# My latest build, Moebius 2001 Moon Bus



## rkoenn (Dec 18, 2007)

Here are some pics of my Moebius 2001 Moon Bus. It has been on the bench for 3+ weeks along with the AMT USS Reliant. Both consumed a fair amount of my hobby time recently. I used the aftermarket decals and some photo etch parts.
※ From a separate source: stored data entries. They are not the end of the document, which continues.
PR #574, opened 2017-03-16
Add support for multi-character separators in dmenu.c

frostidaho:
This patch adds support for dmenu-mode entry separators that are strings, instead of a single character.
I'm a neophyte c programmer, so any feedback is appreciated. Also, I'm not up to speed on how rofi does tests, so it'd also be nice if you could point me to how I should write tests for this code.

https://github.com/DaveDavenport/rofi/issues/245

### DIFF
--- a/doc/help-output.txt
+++ b/doc/help-output.txt
@@ -30,7 +30,7 @@ DMENU command line options:
 	-select [string]                       Select the first row that matches
 	-password                              Do not show what the user inputs. Show '*' instead.
 	-markup-rows                           Allow and render pango markup as input data.
-	-sep [char]                            Element separator.
+	-sep [string]                          Element separator.
 		'\n'
 	-input [filename]                      Read input from file instead from standard input.
 	-sync                                  Force dmenu to first read all input data, then show dialog.
--- a/source/dialogs/dmenu.c
+++ b/source/dialogs/dmenu.c
@@ -73,7 +73,8 @@ typedef struct
 {
     /** Settings */
     // Separator.
-    char              separator;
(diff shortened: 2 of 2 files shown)


DaveDavenport:
A few questions:
* With this patch can I still use null character ( '\0') as separator?
* What is the performance impact of this patch? Looking at it, I would not be surprised if it had an significant impact.
*  Is it still truely async? what if reading data from a pipe? can this still rofi? It looks like there are blocking calls in async functions.

frostidaho:
* It does look like using '\0' as a separator breaks something.
* I haven't profiled but there is some additional overhead with splitting some of the bigger more monolithic functions into pieces. In the case where you have a single character as a separator the code does essentially the same thing as the original version. This could probably be optimized so you wouldn't pay a penalty.
* There are a couple blocking calls in async_read_callback when a possible match is found. That needs to be fixed

DaveDavenport:
There are also extra allocations caused by the GString, I am more worried about that.

frostidaho:
Thanks - I'll keep that in mind when going over it. If my understanding of GString is correct a GString shouldn't be that much larger than a raw string in most cases. Or are you more concerned just about the number of allocations?

https://developer.gnome.org/glib/stable/glib-Strings.html#GString

DaveDavenport:
more about the extra allocations.
Anyway the only way to know is to benchmark.

DaveDavenport:
passing almost 11 month border without updates.. closing.

frostidaho:
No problem - Haven't had the time make benchmarks for it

I might do some more fine detailing before packing it up for the Fest.


----------



## IanWilkinson (Apr 23, 2010)

Great build and paint-up Bob!... love the interior detail you got in there!.. superb


----------



## BOXIE (Apr 5, 2011)

Inspiring1 makes me want to rebuild my old model


----------



## Cro-Magnon Man (Jun 11, 2001)

Excellent with great weathering and toning - it just needs a scenic diorama to look perfect.


----------



## miniature sun (May 1, 2005)

Good job :thumbsup:

A base would be the icing on the cake


----------



## Mark McGovern (Apr 25, 1999)

Nice, clean work, rk!


----------



## SteveR (Aug 7, 2005)

Looking good!


----------



## armymedic80 (Aug 11, 2010)

Moonbus is an awesome model. Good job on yours!


----------



## SJF (Dec 3, 1999)

Superb work, Bob! :thumbsup:

Sean


----------



## Dr. Brad (Oct 5, 1999)

Great job, Bob!


----------